Spacy displacy.render produces </br> tags which are not xml compliant

114 Views Asked by At

I am using SPacy for NER on various texts. The dataframe is being parsed into XML for storage and analysis in eXist-DB and I want to take the visualizer results as html to store and show alongside. So far so good.
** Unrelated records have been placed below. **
PR #167, opened 2020-01-16
CLI cleanup

eloaverona:
This PR:
- Changes the `active` argument in the CLI command `agent create` and `agent update` to be flags: `--active` `--not-active`. Orginially the argument took a boolean value
- Changes the `--roles` argument  in the CLI command `agent create` and `agent update` so it accepts comma separated values
- Changes the `verbose` flag to be global, meaning it can be used in any of the subcommands.
- Adds a `quiet` global flag to omit the output
- Changes some printlns to debug level log

### DIFF
--- a/cli/src/main.rs
+++ b/cli/src/main.rs
@@ -73,7 +73,7 @@ fn run() -> Result<(), CliError> {
                 (@arg org_id: +takes_value +required "organization ID")
                 (@arg public_key: +takes_value +required "public key")
                 (@arg active: "Is user active")
-                (@arg roles: --roles +takes_value +multiple "Roles assigned to agent")
+                (@arg role: --role +takes_value +use_delimiter +multiple "Roles assigned to agent")
                 (@arg metadata: --metadata +takes_value +multiple
                     "Comma-separated key value pairs stored in metadata")
             )
@@ -82,7 +82,7 @@ fn run() -> Result<(), CliError> {
                 (@arg org_id: +takes_value +required "organization ID")
                 (@arg public_key: +takes_value +required "public key")
                 (@arg active: "Is user active")
-                (@arg roles: --roles +takes_value +multiple "Roles assigned to agent")
+                (@arg role: --role +takes_value +use_delimiter +multiple "Roles assigned to agent")
                 (@arg metadata: --metadata +takes_value +multiple
                     "Comma-separated key value pairs stored in metadata")
             )
@@ -252,7 +252,7 @@ fn run() -> Result<(), CliError> {
                     .with_public_key(m.value_of("public_key").unwrap().into())
                     .with_active(m.is_present("active"))
                     .with_roles(
-                        m.values_of("roles")
+                        m.values_of("role")
                             .unwrap_or_default()
                             .map(String::from)
                             .collect::<Vec<String>>(),
@@ -269,7 +269,7 @@ fn run() -> Result<(), CliError> {
                     .with_public_key(m.value_of("public_key").unwrap().into())
                     .with_active(m.is_present("active"))
                     .with_roles(
-                        m.values_of("roles")
+                        m.values_of("role")
                             .unwrap_or_default()
                             .map(String::from)
                             .collect::<Vec<String>>(),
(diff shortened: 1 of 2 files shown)


cli/src/main.rs
```diff
@@ -71,17 +72,23 @@ fn run() -> Result<(), CliError> {
...
                     "Comma-separated key value pairs stored in metadata")
             )
             (@subcommand update =>
                 (about: "Update an agent")
                 (@arg org_id: +takes_value +required "organization ID")
                 (@arg public_key: +takes_value +required "public key")
-                (@arg active: "Is user active")
-                (@arg roles: --roles +takes_value +multiple "Roles assigned to agent")
+                (@arg active: --active conflicts_with[not_active] required_unless[not_active]
+                    "Set user as active")
```
dplumb94: user -> agent

cli/src/main.rs
```diff
@@ -71,17 +72,23 @@ fn run() -> Result<(), CliError> {
...
                 (@arg metadata: --metadata +takes_value +multiple
                     "Comma-separated key value pairs stored in metadata")
             )
             (@subcommand update =>
                 (about: "Update an agent")
                 (@arg org_id: +takes_value +required "organization ID")
                 (@arg public_key: +takes_value +required "public key")
-                (@arg active: "Is user active")
-                (@arg roles: --roles +takes_value +multiple "Roles assigned to agent")
+                (@arg active: --active conflicts_with[not_active] required_unless[not_active]
```
dplumb94: should this default to active? I think you wouldn't normally create an inactive agent, right?

dplumb94: Or you could just have a `--inactive` flag, and when it is not used the agent created with active=true

cli/src/main.rs
eloaverona: updated

cli/src/main.rs
dplumb94: ^ this comment should be on the `create` subcommand

eloaverona: I talked to @agunde406 about that, she said it would be better if there were no default value for this.

cli/src/main.rs
```diff
@@ -72,17 +72,23 @@ fn run() -> Result<(), CliError> {
                 (about: "Create an agent")
                 (@arg org_id: +takes_value +required "organization ID")
                 (@arg public_key: +takes_value +required "public key")
-                (@arg active: "Is user active")
                 (@arg roles: --roles +takes_value +multiple "Roles assigned to agent")
+                (@arg active: --active conflicts_with[not_active] required_unless[not_active]
+                    "Set agent as active")
+                (@arg not_active: --not_active conflicts_with[active] required_unless[active]
```
vaporos: Should we call this --inactive?

cli/src/main.rs
vaporos: Agree with no default

cli/src/main.rs
```diff
@@ -72,23 +72,23 @@ fn run() -> Result<(), CliError> {
...
             (@subcommand update =>
                 (about: "Update an agent")
                 (@arg org_id: +takes_value +required "organization ID")
                 (@arg public_key: +takes_value +required "public key")
-                (@arg roles: --roles +takes_value +multiple "Roles assigned to agent")
                 (@arg active: --active conflicts_with[not_active] required_unless[not_active]
                     "Set agent as active")
                 (@arg not_active: --not_active conflicts_with[active] required_unless[active]
                     "Set agent as not active")
+                (@arg roles: --roles +takes_value +use_delimiter +multiple "Roles assigned to agent")
```
vaporos: This should be called --role, with the expectation that multiple arguments are provided (--role a --role b), one per role. I think it's ok though if it also takes a comma separated list in additon.

cli/src/main.rs
eloaverona: updated

cli/src/main.rs
eloaverona: updated to be named --role. And the command accepts both, comma separated values or multiple arguments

However, the html generated contains </br> tags that are automatically invalid in eXist-DB:

<!DOCTYPE html>
<html lang="xx">
    <head>
        <title>displaCy</title>
    </head>

    <body style="font-size: 16px; font-family: -apple-system, BlinkMacSystemFont, 'Segoe UI', Helvetica, Arial, sans-serif, 'Apple Color Emoji', 'Segoe UI Emoji', 'Segoe UI Symbol'; padding: 4rem 2rem; direction: ltr">
<figure style="margin-bottom: 6rem">
<div class="entities" style="line-height: 2.5; direction: ltr"></br></br>Some text here </br> some more text  
<mark class="entity" style="background: #33ff82; padding: 0.45em 0.6em; margin: 0 0.25em; line-height: 1; border-radius: 0.35em;">
    more text
    <span style="font-size: 0.8em; font-weight: bold; line-height: 1; border-radius: 0.35em; vertical-align: middle; margin-left: 0.5rem">LOC</span>
</mark>
more text </div>
</figure>
</body>
</html>

I can write something to go through each html doc and change the tags, but wondered if there was any way to make displacy.render produce xml compliant html from the start?

1

There are 1 best solutions below

0
Ralph Corrigan On

I've applied a simple (if inelegant) fix by running

re.sub(r"</br>,"<br/>",html) 

against my html before saving it. This works, but I would still like to know if there is anything I can apply to stop the </br> tag being created in the first place.